CONTEXT: McCune-Albright syndrome (MAS) is caused by sporadic mutations of the GNAS. Patients exhibit features of acromegaly. In most patients, GH-secreting pituitary adenomas have been held responsible for this presentation. However, surgical adenomectomy rarely eliminates excess GH production.

OBJECTIVE: The aim of this study was to elucidate pituitary pathology in patients with MAS and to explain the basis of failure of adenomectomy to eliminate GH hypersecretion.

DESIGN AND SETTING: We conducted a case series at the National Institutes of Health.

INTERVENTION(S): Interventions included medical therapy and transsphenoidal surgery.

PATIENTS AND MAIN OUTCOME MEASURES: We studied clinical and imaging features and the histology and molecular features of the pituitary of four acromegalic MAS patients.

RESULTS: We identified widespread and diffuse pituitary gland disease. The primary pathological changes were characterized by hyperplastic and neoplastic change, associated with overrepresentation of somatotroph cells in structurally intact tissue areas.
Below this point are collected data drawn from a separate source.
PR #2755, opened 2022-11-25
Dispose `AnalysisEnvironment`

vmishenev:


kotlin-analysis/src/main/kotlin/org/jetbrains/dokka/analysis/EnvironmentAndFacade.kt
```diff
@@ -51,7 +51,10 @@ class DokkaMessageCollector(private val logger: DokkaLogger) : MessageCollector
 }
 
 // It is not data class due to ill-defined equals
-class EnvironmentAndFacade(val environment: KotlinCoreEnvironment, val facade: DokkaResolutionFacade) {
+class EnvironmentAndFacade(val environment: KotlinCoreEnvironment, val facade: DokkaResolutionFacade, private val analysisEnvironment: AnalysisEnvironment) {
     operator fun component1() = environment
     operator fun component2() = facade
+    protected fun finalize() {
+        analysisEnvironment.dispose()
+    }
```
IgnatBeresnev, line 59: oof, there's a great deal of problems and uncertainties with `finalize`, but the biggest one is that it's deprecated for removal, so it will fail sooner or later: https://openjdk.org/jeps/421

Is it possible to close it explicitly? Make the class implement `Closeable` and wrap usages in `.use {}` or close it some other way when the generation has been completed? 

This could even be an extension point or a feature where plugins register closeable components, and they are all closed at the end of documentation generation or as soon as documentable model has been built (probably somewhere in `SingleModuleGeneration#generate`)

IgnatBeresnev (changes requested):

kotlin-analysis/src/main/kotlin/org/jetbrains/dokka/analysis/KotlinAnalysis.kt
```diff
@@ -34,20 +59,30 @@ class DokkaAnalysisConfiguration(
...
 }
 
+/**
+ * It does not close [defaultKotlinAnalysis].
+ */
 internal class KotlinAnalysisImpl(
-    private val environments: SourceSetDependent<EnvironmentAndFacade>
+    private val environments: SourceSetDependent<EnvironmentAndFacade>,
+    private val defaultKotlinAnalysis: KotlinAnalysis? = null
 ) : KotlinAnalysis, SourceSetDependent<EnvironmentAndFacade> by environments {
```
IgnatBeresnev, line 73: If I understand correctly, there can be two cases:
1. `KotlinAnalysisImpl` used as the main analysis for the project. Here `defaultKotlinAnalysis` would be `null`.
2. `KotlinAnalysisImpl` used for analysis of some samples, which requires more/different configuration of the classpath/source roots. Here `defaultKotlinAnalysis` will NOT be null and will have the value from the first case.

If my understanding is correct, I would propose to create separate implementations for them. 

To demonstrate:

```kotlin
internal class ProjectKotlinAnalysis(
    private val environments: SourceSetDependent<EnvironmentAndFacade>
) : KotlinAnalysis, SourceSetDependent<EnvironmentAndFacade> by environments {

    override fun get(key: DokkaSourceSet): EnvironmentAndFacade {
        return environments[key] ?: throw IllegalStateException("Missing EnvironmentAndFacade for sourceSet $key")
    }

    override fun get(sourceSetID: DokkaSourceSetID): EnvironmentAndFacade {
        return environments.entries.first { (sourceSet, _) -> sourceSet.sourceSetID == sourceSetID }.value
    }

    override fun close() {
        environments.values.forEach(EnvironmentAndFacade::close)
    }
}

/**
 * Samples analysis is used for analyzing samples bla bla bla
 * ...
 * Sample analysis is short-lived, so it is closed before [projectKotlinAnalysis].
 * ...
 * [projectKotlinAnalysis] needs to be closed separately.
 */
internal class SamplesKotlinAnalysis(
    private val sampleEnvironments: SourceSetDependent<EnvironmentAndFacade>,
    private val projectKotlinAnalysis: ProjectKotlinAnalysis
) : KotlinAnalysis, SourceSetDependent<EnvironmentAndFacade> by sampleEnvironments {
    
    override fun get(key: DokkaSourceSet): EnvironmentAndFacade {
        return sampleEnvironments[key] ?: projectKotlinAnalysis[key]
    }

    override fun get(sourceSetID: DokkaSourceSetID): EnvironmentAndFacade {
        return sampleEnvironments.entries.firstOrNull { (sourceSet, _) -> sourceSet.sourceSetID == sourceSetID }?.value
            ?: projectKotlinAnalysis[sourceSetID]
    }

    override fun close() {
        sampleEnvironments.values.forEach(EnvironmentAndFacade::close)
    }
}
```

plugins/base/src/main/kotlin/DokkaBase.kt
```diff
@@ -280,6 +281,10 @@ class DokkaBase : DokkaPlugin() {
         externalClasslikesTranslator providing ::DefaultDescriptorToDocumentableTranslator
     }
 
+    val disposeKotlinAnalysisPostAction by extending {
+        CoreExtensions.postActions with PostAction { this@DokkaBase.querySingle { kotlinAnalysis }.close() }
+    }
```
IgnatBeresnev, line 286: Can it be `internal`?

plugins/base/src/main/kotlin/transformers/pages/samples/SamplesTransformer.kt
```diff
@@ -38,42 +34,26 @@ abstract class SamplesTransformer(val context: DokkaContext) : PageTransformer {
...
         runBlocking(Dispatchers.Default) {
-            val analysis = setUpAnalysis(context)
-
-            input.transformContentPagesTree { page ->
-                val samples = (page as? WithDocumentables)?.documentables?.flatMap {
-                    it.documentation.entries.flatMap { entry ->
-                        entry.value.children.filterIsInstance<Sample>().map { entry.key to it }
+            val analysis = KotlinAnalysisForSamples(sourceSets = context.configuration.sourceSets,
+                logger = context.logger,
+                defaultKotlinAnalysis = context.plugin<DokkaBase>().querySingle { kotlinAnalysis })
```
IgnatBeresnev, line 39:
```suggestion
            val analysis = KotlinAnalysisForSamples(
                sourceSets = context.configuration.sourceSets,
                logger = context.logger,
                defaultKotlinAnalysis = context.plugin<DokkaBase>().querySingle { kotlinAnalysis }
            )
```

kotlin-analysis/src/main/kotlin/org/jetbrains/dokka/analysis/EnvironmentAndFacade.kt
```diff
@@ -8,30 +8,48 @@ import org.jetbrains.kotlin.cli.common.messages.CompilerMessageSourceLocation
...
 
-        val environment = createCoreEnvironment()
+    val environment = createCoreEnvironment()
 
-        val (facade, _) = createResolutionFacade(environment, analysisConfiguration.ignoreCommonBuiltIns)
-        EnvironmentAndFacade(environment, facade)
-    }
+    val (facade, _) = createResolutionFacade(environment, analysisConfiguration.ignoreCommonBuiltIns)
+    EnvironmentAndFacade(environment, facade, this)
+}
```
IgnatBeresnev, line 52: The very first silly thought I had was that `this` was somehow leaking through a lambda passed to the constructor

It seems like within the same `run` block there's configuration of `AnalysisEnvironment` and construction of objects for `EnvironmentAndFacade` with omitted return - I guess that confused me. Let's separate the two?

Something like that
```kotlin
internal fun createEnvironmentAndFacade(
    logger: DokkaLogger,
    classpath: List<File>,
    sourceRoots: Set<File>,
    sourceSet: DokkaConfiguration.DokkaSourceSet,
    analysisConfiguration: DokkaAnalysisConfiguration
): EnvironmentAndFacade {

    val analysisEnvironment = AnalysisEnvironment(
        messageCollector = DokkaMessageCollector(logger),
        analysisPlatform = sourceSet.analysisPlatform
    ).apply {
        if (analysisPlatform == Platform.jvm) {
            configureJdkClasspathRoots()
        }
        addClasspath(classpath)
        addSources(sourceRoots)
        loadLanguageVersionSettings(sourceSet.languageVersion, sourceSet.apiVersion)
    }

    val environment = analysisEnvironment.createCoreEnvironment()
    val (facade, _) = analysisEnvironment.createResolutionFacade(environment, analysisConfiguration.ignoreCommonBuiltIns)

    return EnvironmentAndFacade(environment, facade, analysisEnvironment)
}
```

kotlin-analysis/src/main/kotlin/org/jetbrains/dokka/analysis/EnvironmentAndFacade.kt
```diff
@@ -51,7 +69,21 @@ class DokkaMessageCollector(private val logger: DokkaLogger) : MessageCollector
 }
 
 // It is not data class due to ill-defined equals
-class EnvironmentAndFacade(val environment: KotlinCoreEnvironment, val facade: DokkaResolutionFacade) {
+class EnvironmentAndFacade(
+    environment: KotlinCoreEnvironment,
+    facade: DokkaResolutionFacade,
+    private val analysisEnvironment: AnalysisEnvironment
+) : Closeable {
```
IgnatBeresnev, line 76: Looks like this should now be named `EnvironmentAndFacadeAndAnalysis` :) 

What do you think about renaming it to something more universal and something that you would expect to be closeable (i.e to contain some logic) as opposed to just being a holder/pair for two  objects?

Maybe `AnalysisContext` or something?

kotlin-analysis/src/main/kotlin/org/jetbrains/dokka/analysis/KotlinAnalysis.kt
```diff
@@ -34,20 +62,39 @@ class DokkaAnalysisConfiguration(
...
+) : KotlinAnalysisImpl(sampleEnvironments, projectKotlinAnalysis)
 
-    override fun get(key: DokkaSourceSet): EnvironmentAndFacade {
-        return environments[key] ?: throw IllegalStateException("Missing EnvironmentAndFacade for sourceSet $key")
+/**
+ * It does not close [defaultKotlinAnalysis].
+ */
+internal open class KotlinAnalysisImpl(
+    private val environments: SourceSetDependent<AnalysisContext>,
+    private val defaultKotlinAnalysis: KotlinAnalysis? = null
```
IgnatBeresnev, line 84: Sorry, I didn't go into too much detail with my suggestion in the previous comment -- unfortunately, it's is still relevant.

The reason I suggested to separate the implementation into `ProjectKotlinAnalysis` and `SamplesKotlinAnalysis` is to avoid having an optional nullable field with a confusing name (`defaultKotlinAnalysis`).

It's unclear what `defaultKotlinAnalysis` is - it's default in relation to what? How is it limited to being "default"? As far as I see, it's just some kotlin analysis, can be anything.

```kotlin
internal class ProjectKotlinAnalysis(
    private val environments: SourceSetDependent<AnalysisContext>
)

internal class SamplesKotlinAnalysis(
    private val sampleEnvironments: SourceSetDependent<AnalysisContext>,
    private val projectKotlinAnalysis: KotlinAnalysis
)
```

^ Here you don't have that problem. `ProjectAnalysis` only has it's own environments. `SamplesAnalysis` has project's analysis and environments for samples, which is logical.

Additionally, if more optional/nullable fields get added, it'll be even more difficult to reason about (i.e in which case is field 1 null and field 2 not null or vise versa), which can be avoided early.

So my suggestion with separating the implementation  completely (without the base class) still stands, even if there's a little bit of "copy-paste".

Is there anything specific you don't like about it?

vmishenev: Probably `defaultKotlinAnalysis`  is not a good name here. I will rename it to `fallbackKotlinAnalysis `.



>Additionally, if more optional/nullable fields get added, it'll be even more difficult to reason about (i.e in which case is field 1 null and field 2 not null or vise versa), which can be avoided early.

What do you mean? Why should we avoid nullable fields in Kotlin? As for me, it is ok to have no  `fallbackKotlinAnalysis here.`  

> Is there anything specific you don't like about it?

The current implementation is more general and does not have  "copy-paste".

IgnatBeresnev: Discussed it separately and agreed on another solution, marking as resolved

kotlin-analysis/src/main/kotlin/org/jetbrains/dokka/analysis/KotlinAnalysis.kt
```diff
@@ -34,20 +62,53 @@ class DokkaAnalysisConfiguration(
...
+    }
+
+    operator fun get(sourceSetID: DokkaSourceSetID): AnalysisContext {
+        return find(sourceSetID)
+            ?: parent?.get(sourceSetID)
+            ?: throw IllegalStateException("Missing EnvironmentAndFacade for sourceSet ${sourceSetID.sourceSetName}")
+    }
+
+    protected abstract fun find(sourceSetID: DokkaSourceSetID): AnalysisContext?
+    protected abstract fun find(sourceSet: DokkaSourceSet): AnalysisContext?
```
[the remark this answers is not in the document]
vmishenev: `DokkaSourceSetID` can not be unique.  Anyway, we do not check it. And it is a more efficient search.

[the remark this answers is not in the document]
IgnatBeresnev: Why do you mean by `more efficient search`? It's an abstract method :) If you're talking about the implementation - maybe, and maybe not. `DokkaSourceSetImpl` has 20+ fields, half of which are collections. I'm not sure comparing it by `equals()` is much faster than iterating over a list once and comparing strings.

Also, can you please give an example of when it's not unique? How do you then identify a unique `DokkaSourceSet`? I'm asking because we rely on `DokkaSourceSetID` for source set dependencies, which might lead to bugs in this case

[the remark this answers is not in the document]
vmishenev: > It's an abstract method :)

Yes, you could have a more efficient implementation than `find(sourceSet.sourceSetID)`.

> I'm not sure comparing it by equals() is much faster than iterating over a list once and comparing strings.

`equals()` can be not needed since we have a hash table. Otherwise, they will be compared by a reference first (our cases).

> can you please give an example of when it's not unique?

https://github.com/Kotlin/dokka/pull/2755/commits/833a9dc41a78a97be78c96cb88f9df82f2e36eb3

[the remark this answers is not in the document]
IgnatBeresnev: It can surely be non unique in our test cases where we set the values manually. Can it be non unique in a real production library/project? If it can, I don't think this method should exist at all

> Yes, you could have a more efficient implementation than find(sourceSet.sourceSetID)

I'm sorry, I'm not buying it. What stops the implementation from having a `Map<DokkaSourceSetID, value>`? How is it "more efficient" on the interface level? Even if so, it doesn't make sense to have two methods that do the same thing from the outside, but one is more efficient than the other - how does the user know which one to call? It's a leaky abstraction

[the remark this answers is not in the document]
vmishenev: > How is it "more efficient" on the interface level? 

I left it due to correctness rather than performance. 

I think it is better to remove 
``protected abstract fun find(sourceSetID: DokkaSourceSetID): AnalysisContext?``
Objections?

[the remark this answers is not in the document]
IgnatBeresnev: Sure 👍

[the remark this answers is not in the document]
IgnatBeresnev: Sorry, you've deprecated it with the reason `sourceSetID can be non unique`, which is a serious statement, but I still don't understand in which situations in can be non unique. Can you please give an example?

I had a closer look at the [commit that you linked above](https://github.com/Kotlin/dokka/commit/833a9dc41a78a97be78c96cb88f9df82f2e36eb3), and it's definitely a configuration error that has not been fixed. In the [test source set builder](https://github.com/Kotlin/dokka/blob/8c218ff4dd5f970233c43845c19299fc74256389/core/test-api/src/main/kotlin/testApi/testRunner/TestDokkaConfigurationBuilder.kt#L112), the ID is constructed as `DokkaSourceSetID(moduleName, name)`, which by default is `(root, main)`. In the commit, `displayName` was added, which helps in `DokkaSourceSet#equals`, but there are still two source sets with the same name `main`, which is invalid configuration.

IgnatBeresnev (approved):

PR #2756, opened 2022-11-25
Bump Gradle to 7.6

Goooler:
https://docs.gradle.org/7.6/release-notes.html


Goooler:
@IgnatBeresnev Maybe it's time to merge this first.

IgnatBeresnev:
@Goooler indeed, thanks for the reminder! 

I've started teamcity-based integration tests just in case (our GitHub ones are broken due to #2826). It'll take some hours to complete, and I'll get back to it check on it on Monday

IgnatBeresnev:
For some reason the stdlib integration test is failing when run via GitHub actions (it's supposed to be broken, just not in this way..), but the same test run on TeamCity passes, so I think it's safe to merge. Thanks!

PR #2740, opened 2022-11-04
Dokka Gradle Plugin: Implement Gradle Worker Daemon for Dokka generation

aSemy:
Refactor the way dokka-gradle executes a Dokka generation task to use a [Gradle Worker Daemon](https://docs.gradle.org/current/userguide/worker_api.html#creating_a_worker_daemon). The Worker is configured to use the same classpath as the existing reflection-based process.

Using a Worker Daemon completely replaces the existing 'reflection magic'. I think this is a lot more simple and easier to understand than the previous method of using reflection to create an instance.

This PR is a further improvement upon #2709, which required a main method. Using the Gradle Worker API means the dokka-core code can be called idiomatically. However, I am not sure about the compatibility with Gradle versions. #2709 might be more compatible...

Benefits:

* idiomatic Kotlin
* idiomatic Gradle
* no reflection magic
* easier to configure/debug/test
* no API changes for users - this should 'just work'

I haven't tested extensively so there might be some breaking changes. Of particular note:

* is the logging output still present and as expected
* is the Worker API compatible with the versions of Gradle that Dokka must support?

This PR includes 

* #2702 
* #2759

PR #2759, opened 2022-11-28
Gradle Plugin: Expose `finalizeCoroutines` as Gradle task option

Genetic analysis of multiple microdissected samples of any type of histological area consistently revealed identical GNAS mutations in individual patients. The only patient with remission after surgery received complete hypophysectomy in addition to removal of multiple GH-secreting tumors.

CONCLUSIONS: These findings indicate developmental effects of GNAS mutation on the entire anterior pituitary gland. The pituitary of individual cases contains a spectrum of changes with regions of normal appearing gland, hyperplasia, and areas of fully developed adenoma formation, as well as transitional stages between these entities. The primary change underlying acromegaly in MAS patients is somatotroph hyperplasia involving the entire pituitary gland, with or without development of somatotroph adenoma. Thus, successful clinical management, whether it is medical, surgical, or via irradiation, must target the entire pituitary, not just the adenomas evident on imaging.